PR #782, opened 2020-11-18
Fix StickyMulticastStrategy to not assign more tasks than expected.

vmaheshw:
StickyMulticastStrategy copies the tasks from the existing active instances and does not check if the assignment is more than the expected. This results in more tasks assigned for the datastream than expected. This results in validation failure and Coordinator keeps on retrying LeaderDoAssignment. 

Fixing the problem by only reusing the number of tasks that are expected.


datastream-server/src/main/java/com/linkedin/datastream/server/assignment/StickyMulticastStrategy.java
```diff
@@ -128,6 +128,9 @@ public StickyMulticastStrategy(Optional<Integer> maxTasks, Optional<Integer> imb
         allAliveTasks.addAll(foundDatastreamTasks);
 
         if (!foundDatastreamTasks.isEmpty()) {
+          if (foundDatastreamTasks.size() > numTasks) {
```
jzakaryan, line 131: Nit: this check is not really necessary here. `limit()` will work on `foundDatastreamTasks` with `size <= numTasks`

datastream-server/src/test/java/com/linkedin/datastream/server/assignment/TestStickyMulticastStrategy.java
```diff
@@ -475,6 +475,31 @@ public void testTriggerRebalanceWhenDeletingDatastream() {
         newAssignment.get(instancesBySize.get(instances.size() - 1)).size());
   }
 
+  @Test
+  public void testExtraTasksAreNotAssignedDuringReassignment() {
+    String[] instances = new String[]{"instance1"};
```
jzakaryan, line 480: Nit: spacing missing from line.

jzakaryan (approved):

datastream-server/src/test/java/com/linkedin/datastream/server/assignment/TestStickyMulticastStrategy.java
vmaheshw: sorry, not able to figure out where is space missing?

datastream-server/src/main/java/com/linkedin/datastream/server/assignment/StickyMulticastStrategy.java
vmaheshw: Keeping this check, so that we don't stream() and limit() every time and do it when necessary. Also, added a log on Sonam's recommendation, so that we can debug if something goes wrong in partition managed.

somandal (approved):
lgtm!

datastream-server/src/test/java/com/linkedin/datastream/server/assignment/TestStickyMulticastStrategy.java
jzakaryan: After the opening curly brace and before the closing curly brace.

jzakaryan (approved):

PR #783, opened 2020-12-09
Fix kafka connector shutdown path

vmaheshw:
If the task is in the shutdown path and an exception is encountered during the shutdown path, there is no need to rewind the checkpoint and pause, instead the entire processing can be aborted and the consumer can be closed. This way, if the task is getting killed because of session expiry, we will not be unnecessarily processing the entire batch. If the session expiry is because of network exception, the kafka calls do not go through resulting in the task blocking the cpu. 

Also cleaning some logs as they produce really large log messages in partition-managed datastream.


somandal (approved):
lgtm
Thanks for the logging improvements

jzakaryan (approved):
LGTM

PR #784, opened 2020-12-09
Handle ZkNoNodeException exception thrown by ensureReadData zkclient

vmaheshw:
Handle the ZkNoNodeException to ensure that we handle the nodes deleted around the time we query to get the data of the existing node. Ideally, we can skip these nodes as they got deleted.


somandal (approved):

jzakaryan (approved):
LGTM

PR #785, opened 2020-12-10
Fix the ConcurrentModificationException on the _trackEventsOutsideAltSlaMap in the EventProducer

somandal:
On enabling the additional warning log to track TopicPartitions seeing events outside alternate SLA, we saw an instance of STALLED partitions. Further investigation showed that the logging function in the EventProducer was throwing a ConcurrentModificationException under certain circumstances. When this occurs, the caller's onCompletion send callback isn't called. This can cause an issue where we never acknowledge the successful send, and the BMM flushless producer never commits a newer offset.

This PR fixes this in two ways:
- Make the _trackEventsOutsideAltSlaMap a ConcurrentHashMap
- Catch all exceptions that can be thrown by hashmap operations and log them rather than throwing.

* Task *
Starting at the line that has "If the task is in" in the records above, restate word for word every line until the one that has "On enabling the", and include that one as well.

* Result of the task *
If the task is in the shutdown path and an exception is encountered during the shutdown path, there is no need to rewind the checkpoint and pause, instead the entire processing can be aborted and the consumer can be closed. This way, if the task is getting killed because of session expiry, we will not be unnecessarily processing the entire batch. If the session expiry is because of network exception, the kafka calls do not go through resulting in the task blocking the cpu. 

Also cleaning some logs as they produce really large log messages in partition-managed datastream.


somandal (approved):
lgtm
Thanks for the logging improvements

jzakaryan (approved):
LGTM

PR #784, opened 2020-12-09
Handle ZkNoNodeException exception thrown by ensureReadData zkclient

vmaheshw:
Handle the ZkNoNodeException to ensure that we handle the nodes deleted around the time we query to get the data of the existing node. Ideally, we can skip these nodes as they got deleted.


somandal (approved):

jzakaryan (approved):
LGTM

PR #785, opened 2020-12-10
Fix the ConcurrentModificationException on the _trackEventsOutsideAltSlaMap in the EventProducer

somandal:
On enabling the additional warning log to track TopicPartitions seeing events outside alternate SLA, we saw an instance of STALLED partitions. Further investigation showed that the logging function in the EventProducer was throwing a ConcurrentModificationException under certain circumstances. When this occurs, the caller's onCompletion send callback isn't called. This can cause an issue where we never acknowledge the successful send, and the BMM flushless producer never commits a newer offset.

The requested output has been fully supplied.